- Problem description
Among the entries, which lines carry the string "would"? Copy every one.

[Stored data]

PR #84, opened 2019-04-21
Fixes

k3ntako:


server/controllers/SessionController.js
```diff
@@ -178,9 +179,11 @@ const SessionController = {
         }
       }
 
-      return person;
+      return Person.
+        findById(person._id).
+        select(SAFE_SELECT).
+        populate(DEEP_POPULATOR).then(person => person);
```
k3ntako: this is returning all info on a person except auth. 

can we use `select()` without a database call? My understanding was that it does not work.

server/controllers/EmailController.js
```diff
@@ -73,17 +73,25 @@ const EmailController = {
...
+        recipients.forEach(person => {
+          if(typeof person.first_name === 'string'){
+            members.push(person);
+          }else{
+            invites.push(person);
+          }
+        })
+      }else{
+        members = recipients;
+      }
```
k3ntako: This is a duplicate code, but it prevents us from having to send an email back to the front-end.

https://github.com/mighty-speed-krush/Mighty-Speed-Krush/pull/83/files/9bc1a4da016129237ab3c6af986c08a78e9061bc#r277154982

server/models/NonMember.js
```diff
@@ -20,7 +20,13 @@ const NonMemberSchema = mongoose.Schema({
                       }
 });
 
+NonMemberSchema.methods.searchableName = function() {
+  let { first_name, last_name } = this;
+  first_name = first_name ? first_name : "";
+  last_name = last_name ? last_name : "";
 
+  return `${first_name} ${last_name}`.trim().toLowerCase();
+};
```
k3ntako: currently, we are sorting using `nonMember.searchableName()`, however the instance method doesn't exist.

client/pages/Email/Recipients.js
```diff
@@ -91,12 +91,32 @@ class Recipients extends Component {
...
+          }
+        })
+      }else{
+        members = props.email.recipients;
+      }
+
+      invites = invites.sort( (a,b) => a.email > b.email ? 1 : -1 );
+      members = members.sort( (a,b) => a.searchableName > b.searchableName ? 1 : -1 );
+
+      const includedMembers = invites.concat(members);
```
k3ntako: without the sorting here and in the EmailController, the recipients table will not be alphabetized.

server/controllers/EmailController.js
```diff
@@ -68,22 +68,32 @@ const EmailController = {
 
       const recipientIds = email.recipients;
       email = await email.populate(DEEP_POPULATOR);
+      const team = await Team.findById(email.team);
```
k3ntako: we could populate them team on them email, because every email has a team. But every email we return will have a team populated. I though that this would be faster, especially if the user has bad connection.

Or we could conditionally populate. But, i thought that would be harder to read than this.

client/pages/Email/Recipients.js
mienaikoe: I don't understand why.

k3ntako: First time it sorts when it fetches.
email.recipients is sorting as “invites” then “members”

If I include another invite it gets pushed to the end of email.recipients. Now the order is invites => members => invite. 

I maintain this original order while the person edits the email. Mostly so if the user accidentally checked/unchecked someone, they don’t have to go looking for them. 

What this is doing is sorting the recipients which is now not sorted when someone clicks send.

I guess one issue is that if the email was sent prior to loading the page, this shouldn’t be triggered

- Expected answer
k3ntako: we could populate them team on them email, because every email has a team. But every email we return will have a team populated. I though that this would be faster, especially if the user has bad connection.
Or we could conditionally populate. But, i thought that would be harder to read than this.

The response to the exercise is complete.